-- Problem details --
Pull every line with "opened" from the material.

-- Entries supplied --
PR #1685, opened 2022-08-21
Include sys/stat.h for S_IWUSR

jasperla:
Explicitly include `sys/stat.h` to be able to get to `S_IWUSR`. This is required on OpenBSD.


DaveDavenport:
thanks.

PR #1698, opened 2022-09-03
[Themes] Fix and restore Pop-Dark

nadiamoe:
This PR somewhat reverts https://github.com/davatorium/rofi/commit/c0feb2eb0ddfef7f31e179e9585543b1d746cf1c, by restoring `Pop-Dark` and fixing the two missing variables on it.

From the context I understand that the `var(something)` syntax is now preferred to `@something`. If you want, I can probably hack some regex to fix that on the theme too.

### DIFF
--- a/Makefile.am
+++ b/Makefile.am
@@ -202,6 +202,7 @@ theme_DATA=\
 		   themes/Arc.rasi\
 		   themes/Arc-Dark.rasi\
 		   themes/DarkBlue.rasi\
+		   themes/Pop-Dark.rasi\
 		   themes/Indego.rasi\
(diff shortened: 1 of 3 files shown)


DaveDavenport:
The @ syntax is still fine, the `var()` allows you to set a default.

Maybe you want to update the header of the theme to include yourself  as having  modified it?

nadiamoe:
@DaveDavenport In this case it's a simple two-line change, I don't think it will be necessary :)

DaveDavenport:
Closing as I need correct accreditation for inclusion in distros.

-- Solved exercise --
PR #1685, opened 2022-08-21
PR #1698, opened 2022-09-03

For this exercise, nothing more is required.